Professor Chithambo, who is also Chairman of SAIP’s 2024 Local Organising Committee, began by pointing out the importance of recognising where we had come from and the legacy of organisations such as the SAIP, stating that they are “not just about physics; they guide policy direction”. The collection of research areas that fall under the umbrella of ‘physics’ is diverse. As a result, there are many places where physics can be applied to problems that affect many South Africans.

Professor Chithambo highlighted such an example by pulling up the famous ‘Pale Blue Dot’ image, captured by the Voyager 1 space probe, in which the Earth is visible as a tiny speck, bathed in a beam of sunlight. So little of the radiant energy from the sun is used, yet more than enough is available, and so the prediction was made that by 2124 the energy from the sun would be more effectively captured and efficiently used.

Professor Chithambo went on to discuss the point defect; specifically the extent to which the influence of a seemingly singular defect can be sensed over much longer ranges and thereby modify the properties of a material in ways not often thought possible.

The current tools available have done well to describe the key features of materials, but the finer details are often lost or misinterpreted as noise. “Our physics is insufficient”, as Professor Chithambo put it, explaining that the exploration of these finer details will push the boundaries into new techniques and understanding, and predicting that by 2124, point defects description will expand to include one million neighbouring particles.

The study of point defects, or imperfections, has ramifications for industry. Our current technological growth is based on the imperfections in semiconductors, making an understanding of them pivotal in pioneering advances for computer chip manufacturing. Professor Chithambo went on to speculate that further application for this research may be in the construction of quantum computers, before concluding with a final prediction: 2124 will see a market for household quantum computers.

Professor Gledhill’s talk started with a reminder that it is typical for physics to take the long view as, in some cases, “experiments are planned half a century in advance”. This speaks to the forward-thinking attitude that will no doubt lead to growth in understanding across topics in physics, and Professor Gledhill leapt straight in with a prediction that the discovery of a fourth neutrino would result from such advancements by 2124.

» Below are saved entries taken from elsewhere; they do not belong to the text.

PR #4584, opened 2020-09-23
#3930 migrate shared-utils to eslint

desfero:


packages/eslint-config/base.js
```diff
@@ -122,8 +122,8 @@ module.exports = {
     "@typescript-eslint/no-magic-numbers": [
       "error",
       {
-        // 0 is often used to access first element of an array
-        ignore: [0],
+        // ignore some common numbers
```
arjunu, line 125: there is `ignoreArrayIndexes` option for this rule, should we use?

packages/shared-utils/src/utils/StringUtils.ts
```diff
@@ -9,6 +10,7 @@ export function isExternalUrl(s: string): boolean {
 
 export function isEmail(s: string): boolean {
   // General Email Regex (RFC 5322 Official Standard)
+  // eslint-disable-next-line no-control-regex
```
arjunu, line 13: can this be fixed with `new RegExp(...)`?

packages/shared-modules/src/tests/auth/createLightWalletWithKeyPair.ts
```diff
@@ -22,10 +22,10 @@ export const createLightWalletWithKeyPair = async (
     salt,
   });
   // create keypair
-  const keyFromPassword = promisify<any>(
+  const keyFromPassword = promisify<[string], any>(
     lightWalletInstance.keyFromPassword.bind(lightWalletInstance),
   );
-  const walletKey: any = await keyFromPassword(password);
+  const walletKey = await keyFromPassword(password);
```
Moejoe90, line 28: :+1:

packages/shared-utils/src/opaque-types/types.ts
```diff
@@ -3,4 +3,4 @@
  * see: https://codemix.com/opaque-types-in-javascript/
  */
 export type Opaque<K, T> = T & { __TYPE__: K };
-export type OpaqueType<O extends Opaque<any, any>> = O["__TYPE__"];
+export type OpaqueType<O extends Opaque<unknown, unknown>> = O["__TYPE__"];
```
Moejoe90, line 6: :+1:

Moejoe90 (approved):
looks good to me

packages/eslint-config/base.js
desfero: it won't fix the problem fully as 0 is also used often outside of accessing arrays AFAIK

packages/shared-utils/src/utils/StringUtils.ts
desfero: Not sure really as this rule checks some kind of control characters that we use in regex for email both `/regex/` and `new RegExp` gonna fail

arjunu (approved):

PR #4594, opened 2020-09-30
Replace EtherscanTxLink with EtherscanAddressLink for addresses

arjunu:


packages/web/app/components/shared/links/EtherscanLink.tsx
```diff
@@ -25,7 +31,8 @@ const EtherscanTxLink: React.FunctionComponent<IEtherscanTxLink & CommonHtmlProp
 );
 
 interface IEtherscanAddressLink {
-  address: string;
+  // TODO remove string once EthereumAddress is used everywhere
+  address: string | EthereumAddress | EthereumAddressWithChecksum;
```
Moejoe90, line 35: what stops us from making this change already?

Moejoe90 (changes requested):
one question

packages/web/app/components/shared/links/EtherscanLink.tsx
arjunu: it's a big change, we can do it as a separate ticket.

glupiawymowka (approved):

Moejoe90 (approved):

PR #4600, opened 2020-09-30
Arjunu/offline mode

arjunu:


packages/wallet/app/modules/network/sagas.ts
```diff
@@ -0,0 +1,38 @@
...
+
+export function* tryAgain(): SagaGenerator<void> {
+  const { isConnected } = yield* call(NetInfo.fetch);
+  console.log("tryAgain", { isConnected });
+
+  yield put(networkActions.onNetworkStateChange(isConnected));
+}
+
+export function* networkSaga(): SagaGenerator<void> {
+  yield takeLeading(networkActions.startWatchNetworkState, watchNetworkStateSaga);
```
desfero, line 36: we should use `takeLatestUntil`(should be in sagas package if not check one of my pr that are in review at the moment) to `stopWatchNetworkState`.

packages/wallet/app/modules/network/sagas.ts
```diff
@@ -0,0 +1,38 @@
...
+      return;
+    }
+
+    if (networkState) {
+      yield put(networkActions.onNetworkStateChange(networkState.isConnected));
+    }
+  }
+}
+
+export function* tryAgain(): SagaGenerator<void> {
```
desfero, line 28: i would name function and action `forceNetworkStateCheck`

packages/wallet/app/modules/network/sagas.ts
```diff
@@ -0,0 +1,38 @@
...
+import NetInfo from "@react-native-community/netinfo";
+import { networkActions } from "modules/network/actions";
+import { createNetworkStateChannel } from "modules/network/utils";
+
+export function* watchNetworkStateSaga(): SagaGenerator<void> {
+  const networkStateChannel = yield* call(createNetworkStateChannel);
+
+  while (true) {
+    const { stop, networkState } = yield* race({
+      stop: take(networkActions.stopWatchNetworkState),
```
desfero, line 11: ok, we need to check two cases:

- Can we use `takeLatestUntil` to remove the need for `race` and still have the netinfo channel properly unsubscribed.
- We need to check what in case of error thrown inside while loop. Will the error unsubscribe from channel? If not we need to wrap while loop into a try catch block and close the channel manually.

packages/wallet/app/modules/init/sagas.ts
```diff
@@ -102,6 +114,8 @@ function* handleAppStateChanges(): SagaGenerator<void> {
 }
 
 function* initAuthSigned(): SagaGenerator<void> {
+  yield put(networkModuleApi.actions.startWatchNetworkState());
```
desfero, line 117: i think that should not be correlated with auth state. How you can do authentication if you are not able to generate jwt token?

packages/wallet/ios/wallet.xcodeproj/project.pbxproj
```diff
@@ -573,7 +640,7 @@
 			isa = XCBuildConfiguration;
 			baseConfigurationReference = 5F4B4B4B38B6CC79E9FB1328 /* Pods-wallet.debug.xcconfig */;
 			buildSettings = {
-				ALWAYS_EMBED_SWIFT_STANDARD_LIBRARIES = YES;
+				ALWAYS_EMBED_SWIFT_STANDARD_LIBRARIES = "$(inherited)";
```
arjunu, line 643: See https://github.com/CocoaPods/CocoaPods/issues/5981

packages/wallet/app/modules/network/sagas.ts
arjunu: changed

packages/wallet/app/modules/init/sagas.ts
```diff
@@ -103,9 +116,7 @@ function* handleAppStateChanges(): SagaGenerator<void> {
 
 function* initAuthSigned(): SagaGenerator<void> {
   yield* call(walletConnectModuleApi.sagas.tryToConnectExistingSession);
-
```
arjunu, line 106: remove blank lines to make it easier to read

packages/wallet/app/modules/network/sagas.ts
```diff
@@ -0,0 +1,44 @@
...
+  });
+  logger.info("Setting up network state watcher");
+
+  let currentState: TNetworkState | null = null;
+  const networkStateChannel = yield* call(createNetworkStateChannel);
+
+  try {
+    while (true) {
+      const nextState = yield* take(networkStateChannel);
+      if (currentState === null || currentState.isConnected !== nextState.isConnected) {
```
arjunu, line 21: there are change events from the listener if `isConnected` didn't change but other variables in the network state change. So I gotta compare with previous state.

PR #4603, opened 2020-10-01
Don't load ETO if user not verified

arjunu:


packages/web/app/modules/eto-flow/sagas.ts
```diff
@@ -313,16 +312,18 @@ export function* publishEtoData({ logger }: TGlobalDependencies): Generator<any,
   }
 }
 
-export function* loadIssuerStep(): Generator<any, any, any> {
-  yield neuCall(loadIssuerEto);
```
arjunu, line 317: I couldn't figure out what caused this issue/how it used to work before (if it used to work). No recent changes to this code in commit history.

Issue #3775, opened 2019-11-25
Migrate inputs to the new design


desfero:
**Background**
As a part of this ticket, we need to migrate all our inputs to the new designs (labels where already migrated in #3748).

**Designs**
See input styleguide here: https://zpl.io/VY1M3nJ and components styles may be found here: https://zpl.io/bzXwm07

Note, this doesn't cover all our input styles yet. These should work fairly well across the platform but they were specifically looked at for the recent KYC changes and incoming signup, login and onboarding changes.

For example, they might mess with our currency input fields, I'd therefore recommend we leave those input fields as per the current designs and we address them when we get to those views as we consolidate the visual UI changes across the platform.

Please let @andywalton know if you have any questions.

**Acceptance criteria**
- [ ] All inputs use consistent new inputs style for the styleguide.

**Technical notes**
Please check the rich text editor whether it matches a new style guide as it's disconnected from the `input` tag and therefore generic input styles. Also, make sure all variants are in style guide (for e.g. input with a prefix, checkbox tag, etc..., to check all available styles go through storybook for `fields`). Would be good also to get rid of `reactstrap` inputs from the codebase 

**Testing notes**

andywalton:
Updated with input field design links to Zeplin.

Moejoe90:
Lets split this ticket into a couple of tickets as the migration process will be very painful and slow.

PR #4713, opened 2020-11-26
Migrate inputs to design system

desfero:
A top-level PR with all input changes.

This PR closes all tickets assigned to #3775 epic.

**Testing notes**
- [x] Verified Neufund Investor (https://github.com/Neufund/platform-frontend/issues/4764) was fixed
- [x] `FormFieldColorful` removed from the codebase. That means ICBM migration tool will use a normal input rather then a custom one


glupiawymowka (changes requested):
- [ ] any `token send` amount is marked as optional, while not true (the input correctly won't allow to continue without it)  
image

glupiawymowka (dismissed):

glupiawymowka (approved):

PR #4779, opened 2021-02-04
#3775 Migrate final inputs 

desfero:
Last PR related to input migration with a bunch of refactoring.

Run #p3


packages/web/app/utils/react-connected-components/AsyncIntervalScheduler.ts
```diff
@@ -1,5 +1,4 @@
-import { ILogger } from "@neufund/shared-modules";
-import { isPromise } from "@neufund/shared-utils";
```
arjunu, line 2: accidentai change?

packages/web/app/utils/react-connected-components/AsyncIntervalScheduler.spec.ts
```diff
@@ -1,5 +1,4 @@
-import { noopLogger } from "@neufund/shared-modules";
-import { safeDelay } from "@neufund/shared-utils";
```
arjunu, line 2: accidentai change?

arjunu (changes requested):
Noticed few issues

1. In Profile -> ICBM MIGRATION TOOL widget, type in the input and hit backspace it crashes.
2. There's a gap between the Additional Info input
 and "co/ apartment" 
 image
3. Spacing between fields has increased in this form
image
4. The units here looks kind of weird. Maybe ask @andywalton to give it a different color?
image
5. Should be single line I guess
image


Storybook issues:
- can't type in forms -> bare fields -> inputs stories, I think it's missing a value prop
- is this supposed to be in two lines?
image
- forms -> fields -> text area fields story doesn't load

arjunu (approved):

PR #4783, opened 2021-02-11
Update critical error page design

arjunu:
To test, go to `/test/critical-error`

Run #p3


packages/web/app/components/layouts/CriticalError.module.scss
```diff
@@ -1,32 +1,27 @@
+.wrapper {
```
desfero, line 1: not needed because the layout component is misconfigured. All layouts should be wrapped in a layout container because it has a proper `grid-template-areas`. We should maybe refactor `LayoutContainer` to don't have anything related to the authorization state so it can be reused for critical error layout.

packages/web/app/components/layouts/CriticalError.tsx
```diff
@@ -1,29 +1,30 @@
...
-      <p className={styles.errorDetail} data-test-id="critical-error-page-error-detail">
-        <FormattedMessage id="critical-error.error-detail" values={{ message }} />
-      </p>
-    )}
-    <p className={styles.description}>
-      <FormattedHTMLMessage tagName="span" id="critical-error.paragraph" />
-    </p>
-  </section>
+        <p className={styles.description}>
+          <FormattedHTMLMessage tagName="span" id="critical-error.paragraph" />
```
desfero, line 23: FormattedMessage?

desfero (changes requested):
Some small change to layout

packages/web/app/components/layouts/CriticalError.tsx
arjunu: updated

packages/web/app/components/layouts/CriticalError.module.scss
arjunu: `LayoutContainer` is used in a lot places directly and indirectly. So I implemented a quick solution by renaming it to `LayoutContainerWithModals` so whenever we see it somewhere in code, we can replace it with `LayoutContainer` which is now just a div with `.layout` class

desfero (approved):

glupiawymowka (approved):

PR #11, opened 2021-09-09
synchronize JS and Py version requirements for IDOM

rmorshea:
The IDOM client and core libraries now have synchronized versions. To ensure they work correctly together we need to ensure the version requirements we use both are the same.

### DIFF
--- a/requirements/pkg-deps.txt
+++ b/requirements/pkg-deps.txt
@@ -1,2 +1,2 @@
 channels<4.0.0 # Django websocket features
-idom<1.0.0 # Python React
+idom >=0.33.0, <0.34.0
--- a/src/js/package.json
+++ b/src/js/package.json
@@ -18,6 +18,6 @@
     "rollup-plugin-replace": "^2.2.0"
   },
   "dependencies": {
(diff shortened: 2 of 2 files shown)


Archmonger:
Are we going to configure an automated method of updating the JS and Py versions, or will it have to manually be bumped on each django-idom version release?

rmorshea:
For now I've just been manually bumping the version for `django-idom`, `idom-jupyter`, etc.

Figuring out an automated way to do that would be nice though. Ideally, we could just have a chron job in GitHub actions that checks to see if there's a new version of IDOM available and then automatically creates a PR with the relevant changes if there is.

rmorshea:
Actually it might be easier to generate an issue for each downstream repo when a new release of IDOM is published. Not quite as automated, but it's also less infra to maintain.

Archmonger:
@rmorshea 
Since current pypi installs can be potentially out of sync due to unpinned versions, I think it's a good idea to push out a pypi update to resolve this.

rmorshea:
I can't tonight, but I'll create a quick PR tomorrow to bump the version and then make a release.

Issue #4, opened 2021-08-17
Improve performance for accessing files from IDOM_WEB_MODULES_DIR


rmorshea:
`IDOM_WEB_MODULES_DIR` contains JS modules that are dynamically added at runtime. Since JS files are typically loaded statically, it would be nice if we could improve how quickly these files can be accessed. There are three ways to do that:

- [ ] Implement a management command for collecting these static files ahead of time.
- [x] Make the view accessing the files `async` to avoid blocking while waiting on the file system
- [x] Cache this view using [Django's cache framework](https://docs.djangoproject.com/en/3.2/topics/cache/).

### Notes

To implement the management command we could trace over all the templates and look for `idom_component` template tag nodes in order to figure out what modules to import so that we can trigger the collection of the JS files into `IDOM_WEB_MODULES_DIR`. Then once they've been collected those files can be copied into a permanent static location.

To do this we can take inspiration from the [django compressor](https://github.com/django-compressor/django-compressor) library which takes a similar approach. See the `COMPRESS_OFFLINE` setting to figure out how they're doing it. Also the `compressor.offiline` module contains uniform interfaces for parsing template syntax for Django and Jinja that we might want to copy (with the latest [LICENSE](https://github.com/django-compressor/django-compressor/blob/develop/LICENSE), what to do about `AUTHORS` file?).

---

_Conversation originated from: [this comment](https://github.com/idom-team/django-idom/pull/3/files/4bcdeb522ad86d46ad7e3bee13ad51bdc32026fc#r688325126)_

rmorshea:
@Archmonger I'm looking at what's required to implement this and its kind of ugly stuff. I'd mostly be copy-pasting code I don't really understand which makes me nervous about maintaining it going forward. I'm also still a bit skeptical that this will actually be a bottle neck. Given that, I think I'm going to hold off for now. If it does prove to be a real issue, we can revisit at that point.

With that said, I think there are two simpler solutions to this problem of the dynamic files in `IDOM_WEB_MODULES_DIR` that can improve performance and will be easier to maintain:

1. Make the view reading these web modules `async` so it can `await` the file instead of blocking until the file system is available.
2. Allow users to configure a cross-process cache using [Django's cache framework](https://docs.djangoproject.com/en/3.2/topics/cache/).

Archmonger:
I agree that it should be async. Generally everything that supports Django 3.0+ only should be async, unless you're DB reliant (Django team is still working on async DB ORM).

[...]

PR #17, opened 2021-09-21
Advanced Websocket Features

Archmonger:
### New Features
- [x] Automatic WS reconnection (`settings.py:IDOM_WS_RECONNECT_TIMEOUT`)
- [x] Propogate WS down to components
- [x] Support authenticated components (Login the user and save the session if auth middleware is detected)
- [x] Pin `"idom-client-react": "^0.33.3"`
- [x] Update tests to add `websocket` as a component parameter
- [x] Update tests to use `render` shortcut instead of `HttpResponse`
- [x] Change `ALLOWED_HOSTS = ["*"]` in tests to allow LAN access 
- [x] Rename `IdomAsyncWebSocketConsumer` -> `IdomAsyncWebsocketConsumer`
- [x] Readme clean up. fixes, and updates


Archmonger:
I decided it would be best to propagate the entire websocket down, to fall in line with Django view convention of propagating down the HTTP request.

A benefit of this is that the developer would now be able to utilize any WS functionality (`scope`, `close()`, etc) from within their component.

If we need to add any features, can be added as props to the `IdomAsyncWebSocketConsumer`

Archmonger:
if I don't complete this PR by Thursday, I likely won't be available to pick it back up until October 4th.

Archmonger:
Reconnecting WS has been developed.

Currently works on client side disconnect.

### There are two caveats...
1) Reconnect is not graceful.
   - All IDOM modules are effectively "reset" to the first rendered state upon reconnect.
   - All variable values are lost.
   - We may need to implement a database store for linking a WS session to component state to resolve this.
2) Reconnections after server restart is broken due to Django IDOM design.
   - We only add modules to `IDOM_REGISTERED_COMPONENTS` upon template tag render, so all components are completely unknown after server restart (`"Unknown IDOM view ID"`).
   - We will need to develop the [previously mentioned `IDOM_COLLECT_OFFLINE`](https://github.com/idom-team/django-idom/issues/4) feature to resolve this.

Archmonger:
If approved, the last limb of Conreq blocking factors is `react-router` support.

Unfortunately I'm too much of a ReactJS scrub to PR that into IDOM Core, so I'll need your support on that.

src/django_idom/websocket_consumer.py
```diff
@@ -15,6 +18,12 @@
 _logger = logging.getLogger(__name__)
 
 
+@dataclass
+class WebSocketConnection:
+    scope: dict
+    disconnect: Callable
```
rmorshea, line 24: Can you make this a bit more explicit? Is this supposed to be `Callable[[], None]`?

src/js/src/index.js
```diff
@@ -4,28 +4,34 @@ import { mountLayoutWithWebSocket } from "idom-client-react";
 let LOCATION = window.location;
 let WS_PROTOCOL = "";
 if (LOCATION.protocol == "https:") {
-  WS_PROTOCOL = "wss://";
+	WS_PROTOCOL = "wss://";
```
rmorshea, line 7: It looks like there's a lot of unnecessary changes here. Can you make the indent here two spaces rather than three?

rmorshea (changes requested):
Besides those few things this looks good to me.

Archmonger:
Don't think I'll be able to tackle those changes until the 4th. On vacation, I'm not in my home state right now.

src/django_idom/websocket_consumer.py
Archmonger: Disconnect is a function we have within Django IDOM's consumer. So it'll never be none.

rmorshea:
No worries.

src/django_idom/websocket_consumer.py
rmorshea: What `Callable[[], None]` indicates is that the intended usage is `ws_conn.disconnect()` where the return value of `disconnect()` is `None`.

Given that it comes directly from Django IDOM's consumer, the signature would be `Callable[[int], Awaitable[None]]` with the intended use `await ws_conn.disconnect(code)`. This is fine, but we should probably have a sync version of this function too called `disconnect_soon`. This would be a a simple wrapper around `disconnect` that uses `asyncio.ensure_future`.

The interface here should then be:

```python
@dataclass
class WebSocketConnection:
    scope: dict
    disconnect: Callable[[int], typing.Awaitable[None]]
    disconnect_soon: Callable[[int], asyncio.Future[None]]
```

The implementation for `disconnect_soon` ought to look something like:

```python
def disconnect_soon(code: int) -> asyncio.Future[None]:
    return asyncio.ensure_future(disconnect(code))
```

Archmonger:
- Replaced WebSocketConnection `disconnect` with `close`, since close ultimately results in `disconnect` being called. 
- Added `view_id` to WebSocketConnection
- Fixed index.js spacing

src/django_idom/websocket_consumer.py
Archmonger: I don't think a sync helper will be needed since we'll always prefer calling async within our consumer.

rmorshea: You won't be able to call the async function from within a component directly though since that's a sync function. You'd need to do so in an event handler of component effect hook.

Archmonger: The django channels recommended way of using async within a sync context is using their conversion helper. We could simply recommend using it to minimize function wrappers.

```python 
from channels.db import database_sync_to_async, sync_to_async
```

---

With that in mind, has there been considerations for async components within IDOM core? It's theoretically possible for someone to have a long polling component action. Would be best if that doesn't lock up IDOM and Django Channels.

For example within Conreq I allow most things to be either via inspect.

```python
from inspect import iscoroutinefunction

async def sign_up(request):
    view = app.config.sign_up_view
    if iscoroutinefunction(view):
        return await view(request)
    return view(request)
```

src/django_idom/websocket_consumer.py
```diff
@@ -15,14 +18,37 @@
 _logger = logging.getLogger(__name__)
 
 
-class IdomAsyncWebSocketConsumer(AsyncJsonWebsocketConsumer):
+@dataclass
+class WebsocketConnection:
+    scope: dict
+    close: Callable[[Optional[int]], Coroutine[Any, Any, None]]
```
rmorshea, line 24: You should be able to just replace `Coroutine[Any, Any, None]` with `Awaitable[None]`

Archmonger: Alright, completed.

src/django_idom/websocket_consumer.py
rmorshea: So in this case I don't think those helpers from Django apply here since what we'd want is one that converts an async function to a sync one which is what `asyncio.ensure_future` is meant to do.

As for async components, in the past they actually were async. However there are two reasons they aren't now:

1. **Rendering the layout is a serial task** - technically you could render sibling components in parallel, but in 99% of cases that has no benefit at the cost of making things more complicated for the author to understand.
2. **You can use async functions in the [`use_effect`](https://idom-docs.herokuapp.com/docs/life-cycle-hooks.html#async-effects) hook** - an action like triggering the websocket to disconnect is a perfect example of a "side effect" that belongs withing the `use_effect` hook.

Keeping in the realm of the subatomic, the next prediction offered was for the discovery of a dark matter particle, which would shed some much-needed light on the missing mass of the universe. This launched the talk into the arena of astronomy as Professor Gledhill speculated that data from the Square Kilometre Array (SKA) may be the key to helping with our understanding of dark energy and the expansion of space. The development of space travel capabilities also means we can begin to develop ‘tactile astronomy’, another prediction for 2124, whereby a planet like Mars could be studied by a person standing on its surface, and astronomers could routinely hold pieces of the celestial bodies they were studying.

Bringing the predictions back down to Earth, Professor Gledhill turned to computing, predicting that the final connections would be made and the global network complete, ensuring access to information. This would aid more advanced computer analysis, particularly of dynamic systems. Further, by lowering data costs and making internet access universal, real-time (and validated) data will be available for the study of complex weather systems, including unique areas of study such as the African thunderstorm.

The continued research into energy sources encouraged Professor Gledhill to predict that the carbon emission problem will be resolved by 2124 and, further, fusion energy might be successfully implemented. In tandem with advances in technology, such as a new energy source, is the question of how it could be equitably distributed to improve as many lives as possible. On this note, Professor Gledhill concluded the talk with an appeal that all advancements in knowledge be utilised and shared in a manner that ensures “to keep the honesty and integrity of science”.